# Sata II im betrieb wechseln ?



## ice--ms (1. April 2007)

Hi,
wollte mal kurz fragen ob man wärend dem Betrieb eine SATA festplatte an schließen kann oder entfernen kann.
Ich glaub sowas mal gelesen zu haben.
Aber passiert da nichts wenn man dann des Stromkabel der Platte entfernt ?
Und was muss man beachten wenn es tatsächlich gehen würde


----------



## Herbboy (1. April 2007)

ice--ms am 01.04.2007 17:25 schrieb:
			
		

> Hi,
> wollte mal kurz fragen ob man wärend dem Betrieb eine SATA festplatte an schließen kann oder entfernen kann.
> Ich glaub sowas mal gelesen zu haben.
> Aber passiert da nichts wenn man dann des Stromkabel der Platte entfernt ?
> Und was muss man beachten wenn es tatsächlich gehen würde



man kann das tun. viele externe schaltet man ja auch einfach per stecker zeihen aus. aber du solltest sowohl bei externen als auch bei internen SATA  vorher rechts unten bei windows bei diesem kleinen symbol mit nem grünen pfeil drüber "sicher entfernen" durchführen. damit ist sichergestellt, dass nicht grad in dem augenblick, in dem du sie abstecken willst, etwas geschrieben wird und es dann datenverlust gibt.


----------



## ice--ms (1. April 2007)

Herbboy am 01.04.2007 17:34 schrieb:
			
		

> ice--ms am 01.04.2007 17:25 schrieb:
> 
> 
> 
> ...


Bei Vista hab ich des icon leider nich mehr irgendwie   
kann ich dann auch prolemlos den stromstecker der platte ziehen ?


----------



## Herbboy (1. April 2007)

ice--ms am 01.04.2007 17:41 schrieb:
			
		

> Bei Vista hab ich des icon leider nich mehr irgendwie
> kann ich dann auch prolemlos den stromstecker der platte ziehen ?
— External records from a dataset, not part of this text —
PR #411, opened 2024-08-16
Feat/[TM 1185] clip polygons 

egrojMonroy:
https://gfw.atlassian.net/browse/TM-1185


app/Helpers/PolygonGeometryHelper.php
```diff
@@ -58,4 +58,13 @@ public static function updateProjectCentroidFromPolygon($polygonGeometry)
             Log::error('Error updating project centroid: ' . $e->getMessage());
         }
     }
+
+    public static function getPolygonsWithNames(array $uuids)
```
pachonjcl, line 62: I don't think this method is going to be reused anytime soon the way it is, my suggestion would be to call this as `getPolygonsProjection` and pass parameters `$fields` that will be the current array of fields that you want to project your site polygon

pachonjcl: Also I noted that your method does not take the `is_active` scope or filter into account. Please confirm that this is the intended behavior

app/Http/Controllers/V2/Terrafund/TerrafundClipGeometryController.php
```diff
@@ -0,0 +1,72 @@
...
+    {
+        $polygonUuids = GeometryHelper::getSitePolygonsUuids($uuid)->toArray();
+
+        return $this->processClippedPolygons($polygonUuids);
+    }
+
+    public function clipOverlappingPolygons(string $uuid)
+    {
+        $polygonOverlappingExtraInfo = CriteriaSite::where('polygon_id', $uuid)
+            ->where('criteria_id', PolygonService::OVERLAPPING_CRITERIA_ID)
```
pachonjcl, line 27: create a scope in the CriteriaSite Model to only pass a CriteriaID as a parameter

pachonjcl (changes requested):

app/Helpers/PolygonGeometryHelper.php
egrojMonroy: Changed to be more usefull

egrojMonroy: also added is_active

app/Http/Controllers/V2/Terrafund/TerrafundClipGeometryController.php
egrojMonroy: using a already created scope now

pachonjcl (approved):

PR #423, opened 2024-08-21
[TM-1171] fix role policy check

pachonjcl:
[Task Link](https://gfw.atlassian.net/browse/TM-1171)


roguenet (commented):
Please use `can('projects-manage')` over `hasRole`. We should always prefer to check permissions over roles in the updated system, when possible.

roguenet (approved):

roguenet (changes requested):
Whoops, meant to request changes. Please use `can->('projects-manage')` instead.

PR #463, opened 2024-09-12
[TM-1253] Search refactor for TM-1253, TM-1254, TM-1255, TM-1256, TM-1257

Scriptmatico:
https://gfw.atlassian.net/browse/TM-1246

### DIFF
--- a/app/Models/V2/Forms/Application.php
+++ b/app/Models/V2/Forms/Application.php
@@ -65,9 +65,10 @@ class Application extends Model
         ];
     }
 
-    public static function searchApplications($query){
+    public static function searchApplications($query)
+    {
         return self::select('applications.*')
-            ->join('organisations', 'applications.organisation_uuid','=','organisations.uuid')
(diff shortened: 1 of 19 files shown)


app/Models/V2/Forms/Application.php
```diff
@@ -13,14 +13,12 @@
...
 use Illuminate\Database\Eloquent\Relations\HasOne;
 use Illuminate\Database\Eloquent\SoftDeletes;
-use Laravel\Scout\Searchable;
 
 class Application extends Model
 {
     use HasFactory;
     use HasUuid;
     use SoftDeletes;
-    use Searchable;
```
roguenet, line 23: 🎨 This approach is fine and you can leave as-is if you prefer it this way, but I'd probably have made the new method with the name `search` for brevity (Application::searchApplications is a little duplicative). With this trait being removed, there shouldn't be any problem with that name.

roguenet (commented):
I'm ready to approve once the checks on the PR pass.

roguenet (approved):

PR #466, opened 2024-09-16
[TM-1278] Add task daily digest

pachonjcl:
[Task Link](https://gfw.atlassian.net/browse/TM-1278)


app/Console/Commands/SendDailyDigestNotifications.php
```diff
@@ -0,0 +1,34 @@
...
+     * @var string
+     */
+    protected $description = 'Runs daily digest notifications for tasks';
+
+    /**
+     * Execute the console command.
+     */
+    public function handle()
+    {
+        Task::isIncomplete()->get()->each(function (Task $task) {
```
roguenet, line 30: Tasks are pretty small, but there are 363 in `Task::isIncomplete()` in my current copy of prod. Better to do this in chunks instead of loading them all into memory at once. `chunkById` is what you want, and there are several examples of its use in the codebase, especially in the Commands code.

app/Jobs/SendDailyDigestNotificationsJob.php
```diff
@@ -0,0 +1,43 @@
...
+
+    /**
+     * Execute the job.
+     */
+    public function handle(): void
+    {
+        $users = $this->task->project->users()->get();
+        foreach ($users as $user) {
+            Mail::to($user->email_address)->send(
+                new TaskDigestMail($user, $this->task)
```
roguenet, line 39: This is going to result in a huge volume of email. I would be shocked if we don't get API errors from Amazon and likely need to space these sends out in delayed chunks, which is a pretty big change for this PR. Just dropped a question in Slack to see if we can delay this feature till the next release.

resources/views/Emails/master.blade.php
```diff
@@ -2,6 +2,18 @@
...
         <meta charset="utf-8">
+        <!-- add styles -->
+        <style>
+            .table-custom {
+                table-layout : fixed;
+                border-collapse: collapse;
+                border-spacing: 0;
+                width: 100%;
+            }
+            .border-custom {
```
roguenet, line 13: These would do better with a more descriptive name than `-custom`. What's custom about them? What do they look like? Or what purpose are they for?

roguenet (commented):
I was expecting this PR to also remove the current transactional emails that get sent today, not just add the digest. I'm pretty sure that's meant to be part of this ticket as well.

roguenet:
Looks like there are conflicts to resolve if we do end up including this in the release.

app/Jobs/SendDailyDigestNotificationsJob.php
```diff
@@ -34,10 +34,11 @@ public function __construct(Task $task)
     public function handle(): void
     {
         $users = $this->task->project->users()->get();
-        foreach ($users as $user) {
-            Mail::to($user->email_address)->send(
-                new TaskDigestMail($user, $this->task)
-            );
+        $usersGroupedByLocale = $users->groupBy('locale');
+
+        foreach ($usersGroupedByLocale as $locale => $users) {
```
roguenet, line 39: Excellent improvement 👍🏻

roguenet (approved):

pachonjcl:
According to the conversation in the ticket, the frequency is going to change and probably some other logic needs to be defined. This should not be merged for now.

LimberHope (approved):

PR #500, opened 2024-10-09
[TM-1127] Add worker

egrojMonroy:
https://gfw.atlassian.net/browse/TM-1127

Here are the workers for three proceesses:

- Polygon upload
- Bulk polygon validation
- Fix polygons 

Also the [task ](https://gfw.atlassian.net/browse/TM-1327) is merged in this branch, because it is needed to make the fix polygons Job. 

This is mark as draft because of the dependent [ticket](https://gfw.atlassian.net/browse/TM-1354) 

[v3 PR](https://github.com/wri/terramatch-microservices/pull/7)
[FE PR](https://github.com/wri/wri-terramatch-website/pull/596)


app/Http/Controllers/V2/Terrafund/TerrafundClipGeometryController.php
```diff
@@ -2,35 +2,53 @@
...
 {
     public function clipOverlappingPolygonsBySite(string $uuid)
     {
+        $user = Auth::user();
         $polygonUuids = GeometryHelper::getSitePolygonsUuids($uuid)->toArray();
+        $job = new FixPolygonOverlapJob($polygonUuids, $user->id);
+        $jobUUID = $job->getJobUuid();
+        dispatch($job);
+
+        return response()->json(['job_uuid' => $jobUUID], 200);
```
roguenet, line 26: Let's enforce consistency on these with a Resource class. Something like `DelayedJobResource` that gets returned from each of these endpoints.

app/Http/Controllers/V2/Terrafund/TerrafundCreateGeometryController.php
```diff
@@ -418,7 +377,7 @@ public function uploadShapefile(Request $request)
                 $polygonLoadedList = isset($body['polygon_loaded']) && filter_var($body['polygon_loaded'], FILTER_VALIDATE_BOOLEAN);
                 $submitPolygonsLoaded = $request->input('submit_polygon_loaded') === true || $request->input('submit_polygon_loaded') === 'true';
                 if (! $polygonLoadedList && ! $submitPolygonsLoaded) {
-                    $uuid = $this->insertGeojsonToDB($geojsonFilename, $site_id, 'site', $body['primary_uuid'] ?? null);
+                    $job = new InsertGeojsonToDBJob($geojsonFilename, $site_id, 'site', $body['primary_uuid'] ?? null);
```
roguenet, line 380: Remember that in AWS, the workers and the web boxes are separate EC2 machines and do not share a file system. This geoJson file is going to need to get uploaded to an S3 bucket and then pulled down in the job.

app/Jobs/FixPolygonOverlapJob.php
```diff
@@ -0,0 +1,110 @@
...
+
+    /**
+     * Execute the job.
+     */
+    public function handle(): void
+    {
+
+        try {
+            DelayedJob::create([
+              'uuid' => $this->job_uuid,
```
roguenet, line 72: Creating the UUID should be handled by the HasUuid trait, which needs to be added to DelayedJob. There should be no need to create them manually.

Furthermore, the Delayed job should be created when this Job is created, not when it gets started on the worker box in `handle`. The API should be able to find a row in the DB for this job as soon as the UUID is returned from the original controller; the way this is set up now, it's creating a race condition that could cause a 404 to get returned from the v3 delayed jobs endpoint.

app/Jobs/FixPolygonOverlapJob.php
```diff
@@ -0,0 +1,110 @@
...
+              'status' => self::STATUS_PENDING,
+              'created_at' => now(),
+            ]);
+            $user = Auth::user();
+            if ($user) {
+                $polygonsClipped = App::make(PolygonService::class)->processClippedPolygons($this->polygonUuids);
+                DelayedJob::where('uuid', $this->job_uuid)->update([
+                  'status' => self::STATUS_SUCCEEDED,
+                  'payload' => json_encode(['updated_polygons' => $polygonsClipped]),
+                  'updated_at' => now(),
```
roguenet, line 82: We should never be managing these timestamps ourselves. The HasTimestamps trait that's included in the base Model class does this for us.

app/Models/DelayedJob.php
```diff
@@ -0,0 +1,58 @@
...
+     * Set the status of the job.
+     *
+     * @param string $status
+     * @return void
+     */
+    public function setStatus(string $status): void
+    {
+        $this->status = $status;
+        $this->save();
+    }
```
roguenet, line 45: Are these used? This is a non-idiomatic way to handle attributes in laravel. The code that has a reference to this class should just call `$delayedJob->status` directly, and `$delayedJob->update(['status' => $status])`

roguenet: Same question for `updateStatusCode` below; I think these three methods are superfluous.

database/migrations/2024_10_03_150604_create_delayed_jobs_table.php
```diff
@@ -0,0 +1,30 @@
...
+return new class extends Migration {
+    /**
+     * Run the migrations.
+     */
+    public function up(): void
+    {
+        Schema::create('delayed_jobs', function (Blueprint $table) {
+            $table->id();
+            $table->uuid('uuid')->unique();
+            $table->enum('status', ['pending', 'failed', 'succeeded']);
```
roguenet, line 16: We do use them in a few places, but `enum` isn't really recommended for typical DB usage because it's hard to modify or remove alues without data loss. This can be a simple string.

database/migrations/2024_10_03_150604_create_delayed_jobs_table.php
```diff
@@ -0,0 +1,30 @@
...
+            $table->integer('statusCode')->nullable();
+            $table->string('payload');
```
roguenet, line 18: This should be a `json` and needs to be nullable.

roguenet (commented):
In addition to the comments so far, this needs API documentation updates. All these endpoints that were modified need to have a simple delayed job response shape. We'll want to codify the possible types of delayed job responses in the V3 endpoint documentation.

database/migrations/2024_10_03_150604_create_delayed_jobs_table.php
```diff
@@ -0,0 +1,30 @@
...
+    /**
+     * Run the migrations.
+     */
+    public function up(): void
+    {
+        Schema::create('delayed_jobs', function (Blueprint $table) {
+            $table->id();
+            $table->uuid('uuid')->unique();
+            $table->enum('status', ['pending', 'failed', 'succeeded']);
+            $table->integer('statusCode')->nullable();
```
roguenet, line 17: This should be camel_case, as it's the standard for all of our DB table columns.

egrojMonroy: changed

database/migrations/2024_10_03_150604_create_delayed_jobs_table.php
egrojMonroy: done

database/migrations/2024_10_03_150604_create_delayed_jobs_table.php
egrojMonroy: done

app/Models/DelayedJob.php
egrojMonroy: removed

app/Jobs/FixPolygonOverlapJob.php
egrojMonroy: done

app/Http/Controllers/V2/Terrafund/TerrafundClipGeometryController.php
egrojMonroy: done

app/Jobs/FixPolygonOverlapJob.php
roguenet: Hmm, it looks like the `updated_at' => now()` line is still there in this instance.

app/Http/Controllers/V2/Terrafund/TerrafundCreateGeometryController.php
```diff
@@ -220,28 +222,31 @@ function ($attribute, $value, $fail) {
...
-            $polygonLoaded = $this->GetAllPolygonsLoaded($geojsonContent, $site_id);
-
-            return response()->json($polygonLoaded->original, 200);
+          $polygonLoaded = $this->GetAllPolygonsLoaded($geojsonContent, $site_id);
+          return response()->json($polygonLoaded->original, 200);
         }
 
         if ($submitPolygonsLoaded) {
-            $job = new InsertGeojsonToDBJob($filename, $site_id, 'site', $body['primary_uuid'] ?? null, $body['submit_polygon_loaded']);
+          $job = new InsertGeojsonToDBJob($redis_key, $delayedJob->id, $site_id, 'site', $body['primary_uuid'] ?? null, $body['submit_polygon_loaded']);
```
roguenet, line 244: It took me a second to decipher these three if blocks because at first glance it looks like a job can be created and then not used in the return response. I'd restructure a bit to make it more readable. Also, it looks like the job created on 235 and here are the same, and that a DelayedJob can end up getting created (and a Redis payload set) that doesn't get used.

```
if ($polygonLoadedList) {
  // ... return loaded response
} 

// insert payload to Redis, create DelayedJob and InsertGeojsonToDBJob
```

app/Http/Controllers/V2/Terrafund/TerrafundCreateGeometryController.php
```diff
@@ -373,28 +377,29 @@ public function uploadShapefile(Request $request)
...
-                    $filePath = $tempDir . DIRECTORY_SEPARATOR . $geojsonFilename;
-                    $geojsonContent = file_get_contents($filePath);
                     $polygonLoaded = $this->GetAllPolygonsLoaded($geojsonContent, $site_id);
-
                     return response()->json($polygonLoaded->original, 200);
                 }
 
                 if ($submitPolygonsLoaded) {
-                    $job = new InsertGeojsonToDBJob($geojsonFilename, $site_id, 'site', $body['primary_uuid'] ?? null, $body['submit_polygon_loaded']);
+                    $job = new InsertGeojsonToDBJob($redis_key, $delayedJob->id,  $site_id, 'site', $body['primary_uuid'] ?? null, $body['submit_polygon_loaded']);
```
roguenet, line 398: Looks like this method has the same structure problems as the one above.

app/Jobs/FixPolygonOverlapJob.php
egrojMonroy: Job Created before running te worker now.

app/Jobs/InsertGeojsonToDBJob.php
```diff
@@ -15,94 +15,76 @@
...
     public $timeout = 0;
 
-    private const STATUS_PENDING = 'pending';
-    private const STATUS_FAILED = 'failed';
-    private const STATUS_SUCCEEDED = 'succeeded';
-
-    protected $geojsonFilename;
+    public const STATUS_PENDING = 'pending';
+    public const STATUS_FAILED = 'failed';
+    public const STATUS_SUCCEEDED = 'succeeded';
```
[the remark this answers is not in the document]
egrojMonroy: Moved to delayed job and updates all references

app/Jobs/InsertGeojsonToDBJob.php
```diff
@@ -15,94 +15,76 @@
...
 
         } catch (Exception $e) {
             Log::error('Error in InsertGeojsonToDBJob: ' . $e->getMessage());
-            DelayedJob::where('uuid', $this->job_uuid)->update([
+            DelayedJob::where('id', $this->delayed_job_id)->update([
                 'status' => self::STATUS_FAILED,
                 'payload' => ['error' => $e->getMessage()],
                 'status_code' => Response::HTTP_INTERNAL_SERVER_ERROR,
             ]);
+            Redis::del($this->redis_key);
```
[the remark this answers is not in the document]
egrojMonroy: The best way, moved already.

app/Jobs/InsertGeojsonToDBJob.php
```diff
@@ -15,94 +15,76 @@
...
-                'uuid' => $this->job_uuid,
-                'status' => self::STATUS_PENDING,
-                'created_at' => now(),
-            ]);
-            $uuids = $service->insertGeojsonToDB(
-                $this->geojsonFilename,
+            $delayedJob = DelayedJob::findOrFail($this->delayed_job_id);
+            if(!$delayedJob) {
+                throw new \Exception('DelayedJob not found', Response::HTTP_NOT_FOUND);
+            }
```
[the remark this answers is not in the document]
egrojMonroy: Removed the delayedJobs.

app/Http/Controllers/V2/Terrafund/TerrafundCreateGeometryController.php
egrojMonroy: restructure the code without creating the job.

app/Http/Controllers/V2/Terrafund/TerrafundCreateGeometryController.php
egrojMonroy: done

app/Http/Controllers/V2/Terrafund/TerrafundCreateGeometryController.php
```diff
@@ -583,29 +588,34 @@ public function uploadGeoJSONFile(Request $request)
...
-            $geojsonContent = file_get_contents($filePath);
-            $polygonLoaded = $this->GetAllPolygonsLoaded($geojsonContent, $site_id);
+            $polygonLoaded = $this->GetAllPolygonsLoaded($geojson_content, $site_id);
 
             return response()->json($polygonLoaded->original, 200);
         }
 
         if ($submitPolygonsLoaded) {
-            $job = new InsertGeojsonToDBJob($filename, $site_id, 'site', $body['primary_uuid'] ?? null, $body['submit_polygon_loaded']);
+          $job = new InsertGeojsonToDBJob($redis_key, $delayedJob->id,  $site_id, 'site', $body['primary_uuid'] ?? null, $body['submit_polygon_loaded']);
```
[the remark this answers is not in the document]
egrojMonroy: restructured

app/Helpers/CreateVersionPolygonGeometryHelper.php
```diff
@@ -53,7 +48,7 @@ public static function createVersionPolygonGeometry(string $uuid, $geometry)
 
             return response()->json(['message' => 'Failed to create site polygon version.'], 500);
         } catch (\Exception $e) {
-            return response()->json(['error' => 'An error occurred: ' . $e->getMessage()], 500);
+            throw $e;
```
roguenet, line 51: Was this for testing? If you're intentionally letting the exception bubble up to the HTTP layers, then there's no reason for the try / catch.

app/Http/Controllers/V2/Terrafund/TerrafundClipGeometryController.php
```diff
@@ -23,10 +24,11 @@ public function clipOverlappingPolygonsBySite(string $uuid)
         ini_set('memory_limit', '-1');
         $user = Auth::user();
         $polygonUuids = GeometryHelper::getSitePolygonsUuids($uuid)->toArray();
-        $job = new FixPolygonOverlapJob($polygonUuids, $user->id);
+        $delayedJob = DelayedJob::create(['status' => DelayedJob::STATUS_PENDING]);
```
roguenet, line 27: It's a little weird to me that setting `status` is required. Can we make it a default value on the DB column definition instead? I don't think we'd ever have a use case where we create a delayed job in another status.

app/Http/Controllers/V2/Terrafund/TerrafundCreateGeometryController.php
```diff
@@ -223,30 +223,38 @@ function ($attribute, $value, $fail) {
...
+            return response()->json($polygonLoaded->original, 200);
         }
 
-        if ($submitPolygonsLoaded) {
-          $job = new InsertGeojsonToDBJob($redis_key, $delayedJob->id, $site_id, 'site', $body['primary_uuid'] ?? null, $body['submit_polygon_loaded']);
+        $redis_key = 'kml_file_' . uniqid();
+        Redis::set($redis_key, $geojsonContent, 'EX', 7200);
+        $delayedJob = DelayedJob::create(['status' => DelayedJob::STATUS_PENDING]);
+    
+        if($delayedJob) {
```
roguenet, line 240: I think this check is superfluous. There isn't a reasonable expectation that creating a row in this DB table could fail (and please fix in the lower instances of this pattern as well)

app/Http/Controllers/V2/Terrafund/TerrafundClipGeometryController.php
egrojMonroy: Made pending as default. changed the creation for all ocurrences

app/Http/Controllers/V2/Terrafund/TerrafundCreateGeometryController.php
egrojMonroy: removed

app/Helpers/CreateVersionPolygonGeometryHelper.php
egrojMonroy: try catch removed

roguenet (approved):

roguenet (approved):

hmm. vielleicht muss man das bei vista woanders machen? aber einfach strom weg würd ich nicht machen, denn es kann wie gesagt sein, dass grad auf die platte zugegriffen wird, und dann sind mit pech daten weg oder das dateisystem oder so zerschossen.


----------



## ice--ms (1. April 2007)

Herbboy am 01.04.2007 17:45 schrieb:
			
		

> ice--ms am 01.04.2007 17:41 schrieb:
> 
> 
> 
> ...


Die platte die ich entfernen will, ist mehr oder weniger leer. 1 Spiel, könnt ich wieder installieren.
Aber die andere Platte formatiert gerade, und ich will jetzt nich den PC ausschalten, steh irgendiwe bißchen unter Zeitdruck.


----------



## Herbboy (1. April 2007)

ice--ms am 01.04.2007 17:50 schrieb:
			
		

> Herbboy am 01.04.2007 17:45 schrieb:
> 
> 
> 
> ...



versuchen kannst du es. vielleicht zuerst datenkabel ziehen,dann erst strom. 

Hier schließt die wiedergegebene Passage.